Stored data

PR #114, opened 2015-06-12
[IMP] Fix ytd amount on refund payslips

ghost:


yvaucher:
Could you add a test?

PR #125, opened 2015-08-11
8.0 hr emergency contact

Zwygart:


hr_emergency_contact/emergency_contact.py
```diff
@@ -0,0 +1,39 @@
...
+    ec_name = fields.Char('Name', size=256, required=True)
+    ec_relationship = fields.Char('Relationship', size=128, required=True)
+    ec_tel1 = fields.Char('Primary Phone No.', size=32)
+    ec_tel2 = fields.Char('Secondary Phone No.', size=32)
+    ec_woreda = fields.Char('Subcity/Woreda', size=32)
+    ec_kebele = fields.Char('Kebele', size=8)
+    ec_houseno = fields.Char('House No.', size=8)
+    ec_address = fields.Char('Address 2', size=256)
+    ec_country_id = fields.Many2one('res.country', 'Country')
+    ec_state_id = fields.Many2one('res.country.state', 'State', domain="[('country_id','=',country_id)]")
```
dreispt, line 39: Wouldn't it be better to use an `emergency_partner_id` instead?

hr_emergency_contact/hr.py
```diff
@@ -0,0 +1,48 @@
...
+    ec_name = fields.Char('Name', size=256)
+    ec_relationship = fields.Char('Relationship', size=64)
+    ec_tel1 = fields.Char('Primary Phone No.', size=32)
+    ec_tel2 = fields.Char('Secondary Phone No.', size=32)
+    ec_woreda = fields.Char('Subcity/Woreda', size=32)
+    ec_kebele = fields.Char('Kebele', size=8)
+    ec_houseno = fields.Char('House No.', size=8)
+    ec_address = fields.Char('Address 2', size=256)
+    ec_country_id = fields.Many2one('res.country', 'Country')
+    ec_state_id = fields.Many2one('res.country.state', 'State', domain="[('country_id','=',country_id)]")
```
dreispt, line 39: This is duplicated

hr_emergency_contact/emergency_contact.py
pedrobaeza, line 39: I agree with @dreispt

Zwygart:
This is one of my first requests. I just took a module from the list and wonder if I did the process the right way. (Pull, migrate, push)

If we (or I) should modify the module (not only migrate) it's up to you. 

Yes, it makes sense to just use a emergency_partner_id of a employee to put as emergency info.

pedrobaeza:
Yes, please work on these changes, but first, you should move the module from `__unported__` instead of extracting the commit history and added again. You should start from the current 8.0 branch, make `git mv __unported__/hr_emergency_contact ./`, and then make your changes.

Zwygart:
I followed the instructions from https://github.com/OCA/maintainer-tools/wiki/Migration-to-version-8#howto hoping it was the right way. I don't see instructions about **unported** .

dreispt:
@Zwygart To give you some perspective:
In most cases you can migrate a module doing just some technical adjustments to it.
But the `hr` modules were added to OCA in bulk, and didn't have a thorough peer reviews.
So there might be some inadequate functional implementations that can mean refactoring the module.
This is such a case.

Zwygart:
Ok, I see.

pedrobaeza:
@Zwygart. Sorry, that instructions were in case the module is not present already in the branch. But that's not the case. I will ask for an update on this documentation to avoid this situation again.

Zwygart:
Now, when I try to push, it says 

error: src refspec 8.0-hr_emergency_contact does not match any.
error: impossible de pousser des références vers 'git@github.com:Zwygart/hr.git'

What do I do wrong again?

max3903:
@Zwygart git does not find the local branch 8.0-hr_emergency_contact. Try with `local_branch_name:distant_branch_name`, like `8.0:8.0-hr_emergency_contact`

Zwygart:
I tried, and it worked with a normal push. And with a 

"git push -f 8.0:8.0-hr_emergency_contact HEAD" it was hanging. 

But, nothing appears here.

Zwygart:
gideon@gideon:~/OCA/hr/hr_emergency_contact$ git push -f myrepo HEAD
Counting objects: 256, done.
Delta compression using up to 4 threads.
Compressing objects: 100% (71/71), done.
Writing objects: 100% (162/162), 50.24 KiB | 0 bytes/s, done.
Total 162 (delta 101), reused 147 (delta 89)
To git@github.com:zwygart/hr.git
- 6ff661a...354e57b HEAD -> 8.0 (forced update)

Why doesn't it appear here?

feketemihai:
Superseeded in #204 with direct link to contacts. I will close this one.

PROBLEM TO SOLVE >>
From the line holding "Total 162 (delta 101), reused 147 (delta 89)" through the last line above, reproduce each line exactly and add nothing.

YOUR RESPONSE >>
Total 162 (delta 101), reused 147 (delta 89)
To git@github.com:zwygart/hr.git
- 6ff661a...354e57b HEAD -> 8.0 (forced update)

Why doesn't it appear here?

feketemihai:
Superseeded in #204 with direct link to contacts. I will close this one.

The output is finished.